Chips is just one part of it too. They also have to own the entire tool chain for these custom chips too.
It's not exactly an easy task to build and maintain custom compilers for Pytorch for a totally custom hardware. Especially ones that actually are performant. You're rebuilding a significant part of Cuda, and for what?
How about an order of magnitude greater energy efficiency?
Probably a lot more than CUDA too. Just looking at Dojo's design there's the DIPs, custom NICs and custom ethernet protocol too. There's going to be a whole mess of drivers and potentially a customized higher level topological scheduler on top of all of it. It's an absolutely massive amount of work. It also isn't some startup website where you can just churn out questionable code, acquire tech debt and hope it all works out. It needs to be lean and performant from the get go to even work in a remotely effective manner.
One of the major reasons NVIDIA has been on top for as long as they have is because CUDA and adjacent libraries it has are of such high quality, well documented and fairly approachable for developers too. NVIDIA also does a lot of primary research on GPGPU friendly algorithms for a variety tasks on top of that too. Now granted Dojo's overall scope is a lot more limited, but Tesla's high turn over and smaller development teams for its AI projects are going to make building maintaining this all very difficult. I also wouldn't be surprised if they're in for another massive rewrite with those rumor D2 chips.
"You neglect the fact that we use special electrons that rotate at a speed of 420 rotations per pico-second with the axis at an angle of exact 69 degrees from the Earth meridians.
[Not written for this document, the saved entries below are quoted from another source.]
PR #68, opened 2016-02-16
Catch binding in 'X that is bound by Y'

danebell:
I added a binding rule to match examples from the assembly requirement PPT such as:
> Src tyrosyl phosphorylates Ras that is GTP bound

with the variation 
> Ras that is GTP bound is phosphorylated by Src tyrosyl

which has slightly different syntax because of parser issues.

I also added unit tests for each of these sentences. Other tests still pass.

### DIFF
--- a/src/main/resources/edu/arizona/sista/reach/biogrammar/events/bind_events.yml
+++ b/src/main/resources/edu/arizona/sista/reach/biogrammar/events/bind_events.yml
@@ -317,6 +317,16 @@
   pattern: |
     [lemma=/^(when|after|once|if)/] (?<trigger> [lemma="bind"]) [lemma="to"]? [tag=/^(DT|JJ)/]* @theme1:BioChemicalEntity [tag=/^NN/]? ","? [tag=/^(DT|JJ)/]* @theme2:BioChemicalEntity
 
+- name: binding_thatisbound
+  label: Binding
+  action: mkBinding
+  priority: 4
+  example: "Src tyrosyl phosphorylates Ras that is GTP bound"
+  pattern: |
+    trigger = [word=bound & tag=/^VB(D|N)$/]
+    theme1:BioChemicalEntity+ = (<rcmod | <vmod)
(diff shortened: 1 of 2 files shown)


myedibleenso:
This looks good for a quick fix, @danebell, but I'm wondering if this is something we need to address more comprehensively.  This sentence could've been "Src tyrosyl phosphorylates Ras that is ubiquitinated" or "Ras that was previously ubiquitinated".  

Here is what is currently captured for "Src tyrosyl phosphorylates Ras that is ubiquitinated":

```
mention text: Src tyrosyl phosphorylates Ras
List(Positive_regulation, Regulation, ComplexEvent, Event, PossibleController)
	Rule => Phosphorylation_syntax_1_verb
	Type => CorefRelationMention
	controlled (List(Phosphorylation, SimpleEvent, Event, PossibleController)) => phosphorylates Ras
	controller (List(Gene_or_gene_product, MacroMolecule, BioChemicalEntity, Entity, PossibleController)) => Src

mention text: Ras that is ubiquitinated
List(Ubiquitination, SimpleEvent, Event, PossibleController)
	Rule => Ubiquitination_syntax_6_verb
	Type => CorefEventMention
	trigger => ubiquitinated
	theme (List(Family, BioChemicalEntity, Entity, PossibleController)) => Ras
```

I'm wondering if that relative clause should actually be captured as a PTM on the entity, so that we see it in the `Phosphorylation`.  What do you think, @MihaiSurdeanu?

danebell:
I was skeptical that there were examples like what you site, Gus, but I've found several, e.g. `KEAP1 interacts with endogenous WTX that is phosphorylated at serine 286` I can write a similar PTM rule.

myedibleenso:
Yeah, I think we'll have to capture this information somewhere.  I think you know the drill with the PTM rules:  A PTM rule should only match when a cause isn't present.  Otherwise we'll run into problems (ex. a Phosphorylation of a phosphorylated entity).  Still waiting for @MihaiSurdeanu to weigh-in...  

After that, I will close this pr and open an issue for extending PTMs.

While the rest works with legacy quantum mechanics, we deal with a hardcore beta version we extracted from the simulation we live in."
Elon Musk (probably).
#nice
That’s a good analysis but Morgan Stanley says Dojo is worth $500 billion and it will be the next AWS https://www.bloomberg.com/news/articles/2023-09-11/tesla-to-surge-thanks-to-dojo-supercomputer-morgan-stanley-says
Morgan Stanley knows nothing about GPUs but a lot about speculation.
They know how to make money, they probably had calls when they made that statement
They are the ones who have lent Elmo the majority of his lines of credit underwritten by (should be) worthless stock.
Apple on wheels, self driving trillion dollar market, robots, solar, now Dojo. The posts keep moving around.
Morgan Stanley once said that reselling bits of shredded mortgages was the best way to remove risk from your balance sheet and (with the assistance of then-giants like Goldman-Sachs, JP Morgan, Lehman Brothers and AIG) kneecapped the entire world's economy.
Their judgment is less "good" and more "Oooh shiny!"
Dojo is a project that gets worse and worse over time as they are unable to keep up with Nvidia (and AMD and Google and Amazon).
Tesla spends a pittance on these projects and then shockingly they're a mess and fail to keep up.
Kind of the same way they work against CATL et al.
Yeah Dojo would've been good in like 2020. In 2023/2024 it's just painfully behind the times, and that's if the weird architecture decision to have no ram doesn't sink the chip. But it's not terribly competitive against 2023/2024 hardware just in raw specs while also choosing a weird programming model more akin to the cell processor than a GPU.
They will never keep up with those companies
Does it even really exist? Is there any record of TSMC actually producing the Dojo chips?